Pluvia · 21/02/2025 20:09

This is what I struggle with. All the privilege of being 'straight', plus access to LGB events. It doesn't feel right to me.

i fundamentally disagree with the premise of this

bisexual people in hetero relationships do get straight privilege, yes, but lets not pretend that all relationships last. To say that people cant find support networks and friends for other aspects of their lives and past/future relationships BECAUSE they currently have the privileges of straightness feels arbitrary and cruel

RocketNan · 23/02/2025 00:51

JoyousGreyOrca · 22/02/2025 15:32

Why would you though?
LGB people with same sex partners are simply people like anyone else. If you do nit share similar experience, why not just go to another event instead?

Why? Because I have decades of history with these groups. They contain my friends. I like their company and I have a lot in common with them. Similar to most other people who go.

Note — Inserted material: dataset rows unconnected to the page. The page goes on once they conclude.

PR #38910, opened 2025-09-22
Getting started step status

SaxonF:
image

This hooks up the status of each getting started step. Not completely accurate just yet and stats may change but lays the foundation . You can check `useGettingStartedProgress` to see how we are checking step.  `Connect your application` step just checks requests which is not ideal and instead should be watching for external requests.

Main concern is just around performance since steps are pretty wide ranging so will need to make sure refetching is optimal. 

To test, try create a new project and start configuring things.


apps/studio/components/interfaces/HomeNew/CustomReportSection.tsx
```diff
@@ -278,7 +278,7 @@ export function CustomReportSection() {
   return (
     <div className="space-y-6">
       <div className="flex items-center justify-between">
-        <h3 className="heading-section">At a glance</h3>
+        <h3 className="heading-section">Report</h3>
```
joshenlim: nit - reckon plural might be better?

apps/studio/components/interfaces/HomeNew/CustomReportSection.tsx
```diff
@@ -298,14 +298,18 @@ export function CustomReportSection() {
         {(() => {
           if (layout.length === 0) {
             return (
-              <div className="flex min-h-[270px] items-center justify-center rounded border-2 border-dashed p-16 border-default">
+              <div className="h-64 flex flex-col items-center justify-center rounded border-2 border-dashed p-16 border-default">
+                <h4>Build a custom report</h4>
```
joshenlim: wondering if stating that these are from SQL snippets might be better? Since the add block dropdown will show a list of SQL snippets

"Build a custom report with SQL"

joshenlim: Feedback - reckon we could add a CTA at the bottom here to "Create your first block with SQL" which directs them to the SQL editor

image

Also feedback - at the top of my head wondering if it might make sense to introduce a category of SQL snippet templates for building custom reports (understandably the needs of all projects will be different, but perhaps just the rough building blocks might be useful - e.g templates with SQL aggregation of data)

apps/studio/components/interfaces/HomeNew/CustomReportSection.tsx
```diff
@@ -298,14 +298,18 @@ export function CustomReportSection() {
...
+                <p className="text-sm text-foreground-light mb-4">
+                  Keep track of your most important metrics{' '}
```
joshenlim:
```suggestion
                  Keep track of your most important metrics
```

apps/studio/components/interfaces/HomeNew/CustomReportSection.tsx
```diff
@@ -298,14 +298,18 @@ export function CustomReportSection() {
         {(() => {
```
joshenlim: unrelated but just noticed - this dynamic function seems unnecessary, can be simplified with `{condition && component}` i think

apps/studio/components/interfaces/HomeNew/CustomReportSection.tsx
```diff
@@ -295,66 +295,65 @@ export function CustomReportSection() {
...
-              onDragStart={handleDragStart}
-              onDragEnd={handleDragEnd}
+        {layout.length === 0 ? (
+          <div className="h-64 flex flex-col items-center justify-center rounded border-2 border-dashed p-16 border-default">
+            <h4>Build a custom report</h4>
+            <p className="text-sm text-foreground-light mb-4">
+              Keep track of your most important metrics
+            </p>
+            {canUpdateReport || canCreateReport ? (
+              <SnippetDropdown
```
joshenlim, line 305: unrelated as well but i just realised SnippetDropdown's internal searching is only client side searching but we need to support server side searching due to pagination (will look into it)

apps/studio/components/interfaces/HomeNew/CustomReportSection.tsx
joshenlim: [Edit] Added the CTA at the bottom
image

apps/studio/components/interfaces/HomeNew/GettingStarted/useGettingStartedProgress.ts
```diff
@@ -0,0 +1,147 @@
...
+  const statuses = useMemo<GettingStartedStatuses>(() => {
+    const hasTables = (tablesData?.length ?? 0) > 0
+    const hasCliSetup = (migrationsData?.length ?? 0) > 0
+    const hasSampleData = (tablesData ?? []).some(
+      (table) => Number(table?.live_rows_estimate ?? 0) > 0
+    )
+    const hasRlsPolicies = (policiesData?.length ?? 0) > 0
+    const allowSignupsEnabled = authConfig ? !authConfig.DISABLE_SIGNUP : false
+    const emailProviderEnabled = !!authConfig?.EXTERNAL_EMAIL_ENABLED
+    const hasConfiguredAuth = allowSignupsEnabled && emailProviderEnabled
```
joshenlim, line 97: This check will return true for all new projects btw - if it might be an issue (looks weird from a UX POV)

image

apps/studio/components/interfaces/HomeNew/GettingStarted/useGettingStartedProgress.ts
```diff
@@ -0,0 +1,147 @@
...
+    const hasFirstUser = (usersCountData?.count ?? 0) > 0
```
joshenlim: we've recently introduced an estimated count for users [here](https://github.com/supabase/supabase/pull/38638) as doing a select * from auth.users on a project with millions of users can cause the database to degrade

the estimate count isn't guaranteed to be accurate hence why this may end up being checked for a brand new project as per the screenshot [here](https://github.com/supabase/supabase/pull/38910/files#r2405207047)

i'll update this check to consider the estimation

apps/studio/components/interfaces/HomeNew/GettingStarted/useGettingStartedProgress.ts
joshenlim, line 1: just a heads up -  we can address this separately but do we have plans to hide the GettingStarted section completely for older projects when we launch the new Home V2?

concern here being that we're firing a lot of queries on the database from this particular UI which may cause performance issues on projects which DB are considerably big

apps/studio/components/interfaces/HomeNew/GettingStarted/GettingStarted.utils.tsx
```diff
@@ -0,0 +1,401 @@
...
+      ],
+    },
+    {
+      key: 'upload-file',
+      status: hasStorageObjects ? 'complete' : 'incomplete',
+      title: 'Upload a file',
+      icon: <Upload strokeWidth={1} className="text-foreground-muted" size={16} />,
+      description:
+        'Integrate file storage by creating a bucket and uploading a file, starting from the buckets dashboard linked below.',
+      actions: [{ label: 'Buckets', href: `/project/${ref}/storage/buckets`, variant: 'default' }],
```
joshenlim: Nit but just wondering - given this is part of the code workflow - should the CTA here be to upload a file through the UI? Or using a client library?

apps/studio/components/interfaces/HomeNew/GettingStarted/GettingStarted.utils.tsx
```diff
@@ -0,0 +1,401 @@
...
+      icon: <Code strokeWidth={1} className="text-foreground-muted" size={16} />,
+      description:
+        'Add server-side logic by creating and deploying your first Edge Function—a lightweight TypeScript or JavaScript function that runs close to your users—then revisit the list to monitor and iterate on it.',
+      actions: [
+        {
+          label: 'Create a function',
+          href: `/project/${ref}/functions/new`,
+          variant: 'default',
+        },
+        { label: 'View functions', href: `/project/${ref}/functions`, variant: 'default' },
```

We have holidayed in the same area, often in groups.
Do you usually decide that once a bi woman is in a current heterosexual relationship they are no longer welcome to associate with their friends because “straight privilege”? It’s unkind and irrational.

I completely agree with @sadmillenial

KnutsfordCityLimits · 23/02/2025 06:38

Do you usually decide that once a bi woman is in a current heterosexual relationship they are no longer welcome to associate with their friends because “straight privilege”?

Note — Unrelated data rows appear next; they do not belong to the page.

PR #38914, opened 2025-09-22
fix redirect loop

jordienr:
fixes infinite redirect loop in sql editor


alaister (approved):
LGTM!

- Tested on preview and self-hosted preview

PR #38931, opened 2025-09-22
Improve stability and explicitness of table editor tab state syncing between URL params and local storage

matlin:

YES

This fixes some buggy/inconsistent behavior with how caching of the params to the Table Editor tabs

In some cases (like when clicking on a referenced table link from one tab to another) filters would correctly update the state and URL query params but would not update the Local Storage cache. This would cause weird behaviors when clicking different links in the UI which sometimes would load correctly from storage while others would "revert" to an older and incorrect state. 

Also trying to update the state by manually change or deleting the URL params for `filter` and `sort` works in all cases except if you delete all params in which case it implicilty (and unexpectedly IMO) loads from cache. 

## What is the new behavior?

Now all you have to do is update the URL params and both the state and cache/storage will update automatically--you no longer need to manually update the cache. Loading from cache/local-storage now requires an explicit URL param: `loadFromCache=true`. The extra URL param is somewhat annoying but I think it's worth it for the caching stability.


charislam (approved):
Pushed a commit with one fix: the tab state was getting reset when navigating to another page and then back to the Table Editor using the side navigation bar

Otherwise LGTM!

That is what happened to me. Socially it has been much worse than any homophobia I faced during the decade of my 20s when I was solely in same sex relationships. It's made my life really disconnected, and I'd say it still affects me to some extent now in my 50s.

Pluvia · 25/02/2025 22:04

RocketNan · 22/02/2025 02:15

Perhaps because they enjoy the company of people who attend LGB events? Not talking about dating events.

But loads of my straight female friends would like to be involved with lesbian groups because they're women-only and there really aren't that many other women-only social options available. My sister has often said she wishes she could come on some of the lesbians events I've organised over the years. The whole point is that those events are for women-focussed women, not women who are going to go home to their husbands or male partners having had a few days of being tourists in Lesbianland.

OP posts:
RocketNan · 26/02/2025 01:18

Pluvia · 25/02/2025 22:04

But loads of my straight female friends would like to be involved with lesbian groups because they're women-only and there really aren't that many other women-only social options available. My sister has often said she wishes she could come on some of the lesbians events I've organised over the years. The whole point is that those events are for women-focussed women, not women who are going to go home to their husbands or male partners having had a few days of being tourists in Lesbianland.

It is not the point at all. LGB events include the B. It isn’t the same as straight women wishing they could go there. You are trying to exclude bisexual people from events that include them. These events are not “lesbian land” exclusively.

JoyousGreyOrca · 26/02/2025 01:21

@RocketNan Of course you can go. But women here are complaining they feel less welcome when they start talking about their husband. I think that is inevitable if the vast majority there are in same sex relationships. If you are talking more a queer space then you will be in the majority anyway.